"Hot breakfasts are still the iconic issue," senior Zane Wruble, 21, says. "Perhaps we're being too entitled about it, but I do think that's what most people are still upset about."

The university froze pay for all faculty and nonunion employees for the year ended on June 30, 2009, and 556 employees took voluntary early retirement packages. Almost 275 administrative and support workers were fired.

On Hold

In Allston, a working-class neighborhood bisected by the Massachusetts Turnpike that had pinned its economic hopes on Harvard's munificence, an empty foundation sits surrounded by fencing where the science center was supposed to stand. The project, which would have brought 1,500 jobs over 50 years, is on hold indefinitely.

Harvard Management also had to tighten its belt. Mendillo fired 50 people -- a quarter of her staff -- and cut the ranks of outside fund managers by 20 percent, leaving a cadre of 150 to 200 firms that handle about two-thirds of the university's money.

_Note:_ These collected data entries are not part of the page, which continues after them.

PR #438, opened 2023-12-15
Deprecate (and mark for removal) ExtendedHttpService

laeubi:
The ExtendedHttpService is effectively unused in platform and uses the abandoned HttpService it is API.

We therefore should deprecate and remove that to get rid of the dependency here a more modern replacement for the purpose of this extended form (registering filters) is today the [Http Whiteboard Specification](https://docs.osgi.org/specification/osgi.cmpn/7.0.0/service.http.whiteboard.html)

### DIFF
--- a/bundles/org.eclipse.equinox.http.servlet/src/org/eclipse/equinox/http/servlet/ExtendedHttpService.java
+++ b/bundles/org.eclipse.equinox.http.servlet/src/org/eclipse/equinox/http/servlet/ExtendedHttpService.java
@@ -25,6 +25,7 @@ import org.osgi.service.http.*;
  * @noimplement This interface is not intended to be implemented by clients.
  */
 @ProviderType
+@Deprecated(forRemoval = true)
 public interface ExtendedHttpService extends HttpService {
 
 	/**
--- a/bundles/org.eclipse.equinox.http.servlet/src/org/eclipse/equinox/http/servlet/HttpServiceMultipartServlet.java
+++ b/bundles/org.eclipse.equinox.http.servlet/src/org/eclipse/equinox/http/servlet/HttpServiceMultipartServlet.java
@@ -20,6 +20,7 @@ import javax.servlet.http.HttpServlet;
  * @deprecated No longer required.
  * @since 1.3
  */
+@Deprecated(forRemoval = true)
 public class HttpServiceMultipartServlet extends HttpServlet {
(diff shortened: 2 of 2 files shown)


vogella:
+1

tjwatson:
> The ExtendedHttpService is effectively unused in platform and uses the abandoned HttpService it is API.

See `org.eclipse.equinox.http.registry.internal.HttpRegistryManager.registerFilter(FilterContribution)`

laeubi:
> org.eclipse.equinox.http.registry.**internal**.HttpRegistryManager

I highlighted the important part ;-)

tjwatson:
> > org.eclipse.equinox.http.registry.**internal**.HttpRegistryManager
> 
> I highlighted the important part ;-)

That is not helpful.  You asserted that `ExtendedHttpService` is not used by the project.  I pointed out that it is used by `HttpRegistryManager` which IS the internal implementation behind the public API extension point `<extension-point id="filters" name="%filtersName" schema="schema/filters.exsd"/>` from the `org.eclipse.equinox.http.registry` bundle.

laeubi:
The point is that we do not need a **public** API to implement **HttpRegistryManager** it could be a private one, so if no one except internal implementations is calling that API, and if you look at the implementation it does not even use that API at all, it looks if the service and checks for a method that has a special signature, so as long as the EquinoxHttp service has a public method it will still work, it does not need it to be mentioned in a public API interface.

laeubi:
@tjwatson @vogella how should we proceed here, my goal would be to make `ExtendedHttpService` an internal implementation detail of Equinox, so no "external" consumers exits anymore (e.g. we can move it into an internal package). WDYT?

laeubi:
I now started migration of the HelpCenter to using the Whiteboardservices, any help is welcome, it is always the same pattern and mostly one needs to find out where the servlet it used to test is is working properly:

- https://github.com/eclipse-platform/eclipse.platform/pull/2023
- https://github.com/eclipse-platform/eclipse.platform/pull/2014

laeubi:
> What about https://github.com/eclipse-platform/eclipse.platform/blob/eb38d0fdee43e96d061efa13903753ecfa206ed7/ua/org.eclipse.help.webapp/plugin.xml#L110 ?

That's a bit special but also doable I'll look into this hopefully later on, for now it would be good to convert the easy ones first :-)

PR #439, opened 2023-12-15
Convert to lambda in o.e.osgi

akurtakov:


akurtakov:
Yet another iteration on https://github.com/eclipse-platform/eclipse.platform.releng.aggregator/issues/1659

HannesWell:
In the past (pre GitHub time) I did similar clean-ups in a broader scope but it had to be reverted because it led to a worse performance on Java 8 which was not acceptable for @tjwatson.

I think a single place doesn't hurt much, but if done on more places it could become relevant again. :/

tjwatson:
These look fine.  They are low traffic calls so I don't expect it to impact performance much.

For the record, it seemed that the JIT compiler could not optimize the lambda reference nearly as much as the anonymous class.  I don't remember the specific details but was told by the Java team that they do expect the JIT to get better in that regards at some point, but I do not think it has gotten up to the optimizations of anonymous class compilation speeds.

PR #441, opened 2023-12-15
Fix the error that CoreExcepton is indirectly required

merks:
The org.eclipse.core.tests.harness.PerformanceTestRunner is not optional.


merks:
I see this problem in my workspace before this change:

image

PR #443, opened 2023-12-16
Remove unused dependencies to o.o.service.http and javax.servlet

HannesWell:
The PDE dependencies analysis says these dependencies are not used and I also could not find any textual reference to the packages removed (e.g. for an reflective class-loading).
If the build succeeds we should remove the dependencies, especially to problematic packages like `org.osgi.service.http`.


merks:
There is a non-zero chances that the help will stop working.   But I can't seem to fetch the changes:

image

I guess the test failures are a problem too...

HannesWell:
> There is a non-zero chances that the help will stop working. But I can't seem to fetch the changes:

Did you select the right remote, i.e. the one that points to this repo and not your fork when fetching?

HannesWell:
> I guess the test failures are a problem too...

I investigate them, luckily they are reproducible in the IDE.

merks:
The Help -> Help Contents comes up like this in a debug launch workspace:

image

Lots of logged exception.

The JSP support is rather fragile.

merks:
Fetching again fails like this now:

image

HannesWell:
The removal of the optional dependencies of `org.eclipse.equinox.http.servlet` to `javax.servlet.descriptor` was what let many test cases fail.
Lets see if this already fixes all.

merks:
FYI, the BundleProxyClassLoader is partly what makes this stuff fragile.  When migrating to newer dependencies, I had to hack this class...

HannesWell:
@merks thanks for your help in testing the help.
Can you check if adding back the optional dependency `javax.servlet.descriptor` to `org.eclipse.equinox.jsp.jasper` fixes the problem?

laeubi:
> Can you check if adding back the optional dependency `javax.servlet.descriptor` to `org.eclipse.equinox.jsp.jasper`

Obviously it is not *that* optional at all, can we make it a real dependency?

HannesWell:
I think I understood the stack-trace and hope/am confident that adding back `javax.servlet.descriptor` should fix it.

> > Can you check if adding back the optional dependency `javax.servlet.descriptor` to `org.eclipse.equinox.jsp.jasper`
> 
> Obviously it is not _that_ optional at all, can we make it a real dependency?

With what has been noticed here yes, but before I just described what the Manifest said. :)
But I agree it seems to be wrong.

HannesWell:
All tests pass now and if I start an Eclipse from my workspace and open the help via `Help -> Help Contents` everything seems to work without errors.
@merks can you confirm this?



> > Can you check if adding back the optional dependency `javax.servlet.descriptor` to `org.eclipse.equinox.jsp.jasper`
> 
> Obviously it is not _that_ optional at all, can we make it a real dependency?

Made the dependency non-optional now.

merks:
Yes, that works for me.  👍

PR #449, opened 2023-12-18
Unify Configuration- and InstancePreferences into common super-class

HannesWell:
This avoids code duplication, which would be increased when similar 'singleton' scopes are implemented like in https://github.com/eclipse-equinox/equinox/pull/446.


HannesWell:
Is anybody interested in reviewing this?

merks:
It looks generally fine.

HannesWell:
Thank you Ed. I just added a few more braces and made fields final where possible.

She also reduced by almost half the $11 billion that her predecessors had committed to hard-to-sell investments such as those in private equity and real estate.

Harvard found itself with a cash crunch in the fall of 2008. Four years earlier, while Summers was president, the university had bought interest-rate swaps, which were contracts to protect the university from ballooning borrowing costs should rates rise from 2.25 percent, where they stood at the time.

Wrong-Way Bet

It turned out to be a wrong-way bet. After the Lehman collapse, rates plunged to zero, making the cost of the swaps soar.

Mendillo tried to sell some assets to help the school raise the $1 billion it needed to exit the swaps. She demurred when she learned the size of the losses the school would have had to take on the assets.